Bocker, H. T., Heinrich, T., Liebmann, L., Hennings, J. C., Seemann, E., Gerth, M., et al. (2018). The Na+/H+ exchanger Nhe1 modulates network excitability via GABA release. Cerebral Cortex, (in press). doi:10.1093/cercor/bhy308.


Cite as: http://hdl.handle.net/21.11116/0000-0002-AF9A-C
Abstract
Brain functions are extremely sensitive to pH changes because of the pH-dependence of proteins involved in neuronal excitability and synaptic transmission. Here, we show that the Na+/H+ exchanger Nhe1, which uses the Na+ gradient to extrude H+, is expressed at both inhibitory and excitatory presynapses.

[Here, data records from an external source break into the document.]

PR #1139, opened 2016-09-04
New FunctionsManager

### LINKED ISSUE #1130: Move Lua Global Registers to a more suitable place.
As the TODO says these lines aren't furniture related and so shouldn't be in the furniture class

```
public FurnitureActions()
    {
        // TODO: This should be moved to a more logical location
        LuaUtilities.RegisterGlobal(typeof(Inventory));
        LuaUtilities.RegisterGlobal(typeof(Job));
        LuaUtilities.RegisterGlobal(typeof(ModUtils));
        LuaUtilities.RegisterGlobal(typeof(World));
        LuaUtilities.RegisterGlobal(typeof(WorldController));
        LuaUtilities.RegisterGlobal(typeof(Power.Connection));

        LoadScripts();
    }
```

TomMalbran:
This replaces the static LuaUtilities with a generic Actions class. I then created an ActionsManager which creates and instance of Actions for each Lua file, so that they are all on its own domain. Now all the lua functions are in a single location which is a good step into a better modding.

This should fix #1130.


koosemose:
You may want to change the trigger method (line 126 of EventAction) to a generic, as is it can only accept Furnitures.

koosemose:
Also, ran this for a while with no crashes on save or load, building several furnitures and letting them run. Only errors are preexisting ones.

TomMalbran:
@koosemose Changing how EventAction works is not part of the scope of this PR. That is a different issue and should be fixed in its own PR.

koosemose:
I interpreted the scope as making the actions system more generalized, which is why I suggested it. But no problem doing it elsewhere.

TomMalbran:
Ok. This is about making the Lua Actions generalized. The EventActions is something totally different.

Grenkin1988:
Why class is names `Actions` ?
As I see from code what it does is:
1. Load and initialize lua script.
2. Call **functions** from lua script. `public DynValue Call(string functionName, params object[] args)`

Did I miss something related to actions?

TomMalbran:
Mainly because it replaced the FurnitureActions, NeedActions, GameEventActions and QuestActions classes. It all started with Quill using the Actions suffix in FurnitureActions and later people copying that file for other Actions. I started with a BaseActions class and having the other extend it, but at the end I didn't needed to, so I renamed BaseActions to just Actions.

But yes, is just a collection of lua functions, which could come from 1 or multiple files/scripts. I don't mind changing the name, but what would you call them?

Grenkin1988:
@TomMalbran I do not mind to name it as `Actions`, but we need consistency. If you name it `Actions` than change name of parameter of `public DynValue Call(string functionName, params object[] args)` to `public DynValue Call(string actionName, params object[] args)`

TomMalbran:
Renaming functionName with actionName would make it unclear, since you are calling a function. Maybe the class should be Functions? Although that seems too generic. LuaFunctions might work too, and have a FunctionsManager.

sboigelot:
I think we should use Function over Action as we return a value from the lua functions

TomMalbran:
I renamed the classes to FunctionsManager and LuaFunctions, since that is what they are.

Also fixed the issues and moved the lua utils tests to be the LuaFunctions tests.

TomMalbran:
I can see the failing test. Trying to figure how to fix it, since it is now testing a different function.

koosemose:
If LoadScriptFromText should fail with a System.NullReferenceException when passed null, then it's working correctly, you just need to change what exception to expect.

TomMalbran:
Before the change the function was checking for LoadScriptsFromFile which where throwing an exception because we didn't catch some of the errors. Now with LoadScriptsFromText, the exception is catch, so in the tests there is no exception to catch. I could throw back the exception (not sure if we want those), or add a boolean return value to the function.

koosemose:
An exception isn't caught somewhere. It's throwing a System.NullReferenceException when you pass it null. If that's what it's supposed to do, then you need to change:
```
[ExpectedException(typeof(System.ArgumentNullException))]
      public void Test_LoadScript_Null()
```
to:
```
[ExpectedException(typeof(System.NullReferenceException))]
      public void Test_LoadScript_Null()
```

if it's not supposed to throw an error, you need to stop it from throwing that error, and tell the test what to expect instead.

mikejbrown:
```
    [ExpectedException(typeof(System.ArgumentNullException))]
    public void Test_LoadScript_Null()
    {
        // Try loading a file from the path null
        functions.LoadScriptFromText(null, "");
    }
```
I think, contextually, `ArgumentNullException` is better. You should check for null in `LoadScriptFromText` and raise that instead of NRE. Also the comment is misleading... it's not loading a file.

Regarding the `SchedulerEditorTest`s, any unit test touching lua functions should be rewritten to use `LoadScriptFromText`. Tests should be self-contained not touch the filesystem.

koosemose:
Then you need to make it throw an argument null exception, so it does what the test expects.

But I will also note that it might be good to still test directly for if the file load functionality works, in case someone breaks something in it in the future. It shouldn't pass tests if it can't load a file, but it should clean up the file afterwards.

TomMalbran:
I fixed the tests. I added a return on LoadScript to know if it loaded correctly or not.

I didn't wanted to change the load functions since my ideas was to move them. So I just moved them. The LuaFunctions class shouldn't know about the path and files. The ModManager will deal with all that stuff.

I forgot that I wanted to fix the Scheduler test. I remember the request with the lua change, and was thinking that this PR would make that even better.

mikejbrown:
This has conflicts now.

TomMalbran:
Conflicts resolved

koosemose:
You have some Stylecop violations, Get those fixed and this should be ready for merging.

mikejbrown:

TomMalbran:
Conflicts and StyleCop fixed

koosemose:
Looks good, no unexpected bugs, no Stylecop violations. Merged.

Grenkin1988:
@koosemose Is there expected bugs? :-)

koosemose:
Yes, lots... though I'm mostly referring to bugs that are known to exist prior to a given PR, and therefore weren't caused by them.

We disrupted Nhe1 specifically in mice either in Emx1-positive glutamatergic neurons or in parvalbumin-positive cells, mainly GABAergic interneurons. While Nhe1 disruption in excitatory neurons had no effect on overall network excitability, mice with disruption of Nhe1 in parvalbumin-positive neurons displayed epileptic activity. From our electrophysiological analyses in the CA1 of the hippocampus, we conclude that the disruption in parvalbumin-positive neurons impairs the release of GABA-loaded vesicles, but increases the size of GABA quanta. The latter is most likely an indirect pH-dependent effect, as Nhe1 was not expressed in purified synaptic vesicles itself. Conclusively, our data provide first evidence that Nhe1 affects network excitability via modulation of inhibitory interneurons.